PROBLEM TO SOLVE - Every line in the listing that holds "there" counts once; state the total and nothing more.

[Opening RECORDED INFORMATION section]

PR #10521, opened 2016-11-03
Show warning messages when there's the_geom_webmercator in the query

### LINKED ISSUE #10083: executing sql queries fail if there is no the_geom
@javisantana commented on [Fri Oct 07 2016](https://github.com/CartoDB/leapfrog/issues/7)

[Closing RECORDED INFORMATION section]

RESPONSE AREA - 2